* **Goal of the exercise**:
What lines below include the string "OperationalError"? Pick them out and copy them.

* **Data supplied**:
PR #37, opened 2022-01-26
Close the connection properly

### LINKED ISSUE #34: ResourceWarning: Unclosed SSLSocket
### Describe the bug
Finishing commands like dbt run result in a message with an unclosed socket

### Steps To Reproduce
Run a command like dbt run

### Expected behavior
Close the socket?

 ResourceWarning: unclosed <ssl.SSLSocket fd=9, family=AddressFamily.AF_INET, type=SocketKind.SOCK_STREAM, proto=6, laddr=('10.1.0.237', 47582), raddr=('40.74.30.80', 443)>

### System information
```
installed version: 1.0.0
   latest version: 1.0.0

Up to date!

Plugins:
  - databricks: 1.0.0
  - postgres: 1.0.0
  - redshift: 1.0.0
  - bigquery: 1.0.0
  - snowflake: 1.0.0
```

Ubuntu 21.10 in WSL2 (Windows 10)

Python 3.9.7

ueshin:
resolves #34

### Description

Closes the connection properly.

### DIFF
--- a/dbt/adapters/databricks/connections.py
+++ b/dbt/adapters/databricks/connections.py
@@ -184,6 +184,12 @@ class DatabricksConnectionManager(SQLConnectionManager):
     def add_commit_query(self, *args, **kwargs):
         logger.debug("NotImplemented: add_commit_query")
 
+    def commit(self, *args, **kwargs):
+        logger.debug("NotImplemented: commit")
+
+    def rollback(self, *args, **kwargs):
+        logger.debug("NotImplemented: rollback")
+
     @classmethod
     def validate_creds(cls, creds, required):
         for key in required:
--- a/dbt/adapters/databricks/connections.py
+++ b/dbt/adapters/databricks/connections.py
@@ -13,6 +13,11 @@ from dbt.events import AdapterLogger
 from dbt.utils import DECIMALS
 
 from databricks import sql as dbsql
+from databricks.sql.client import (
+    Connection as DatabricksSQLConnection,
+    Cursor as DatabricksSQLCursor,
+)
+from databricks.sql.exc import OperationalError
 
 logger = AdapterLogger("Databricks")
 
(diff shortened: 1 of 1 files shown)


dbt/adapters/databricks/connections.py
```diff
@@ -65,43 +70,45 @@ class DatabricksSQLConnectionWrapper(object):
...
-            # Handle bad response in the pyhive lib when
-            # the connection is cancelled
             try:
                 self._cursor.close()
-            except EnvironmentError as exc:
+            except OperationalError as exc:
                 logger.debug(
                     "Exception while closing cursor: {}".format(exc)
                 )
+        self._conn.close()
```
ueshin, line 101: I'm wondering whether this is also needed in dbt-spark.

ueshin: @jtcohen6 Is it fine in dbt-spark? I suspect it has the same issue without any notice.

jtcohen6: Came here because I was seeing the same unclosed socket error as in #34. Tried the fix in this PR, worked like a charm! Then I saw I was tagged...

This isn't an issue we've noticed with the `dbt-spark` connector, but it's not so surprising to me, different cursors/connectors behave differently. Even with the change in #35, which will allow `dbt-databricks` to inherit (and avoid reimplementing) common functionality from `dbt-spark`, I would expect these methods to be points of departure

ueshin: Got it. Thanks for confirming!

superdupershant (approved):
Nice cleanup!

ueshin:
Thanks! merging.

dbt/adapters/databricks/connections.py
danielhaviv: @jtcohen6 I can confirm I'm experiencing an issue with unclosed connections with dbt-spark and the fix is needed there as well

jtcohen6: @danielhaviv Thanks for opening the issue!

* **Answer below**:
+from databricks.sql.exc import OperationalError
+            except OperationalError as exc:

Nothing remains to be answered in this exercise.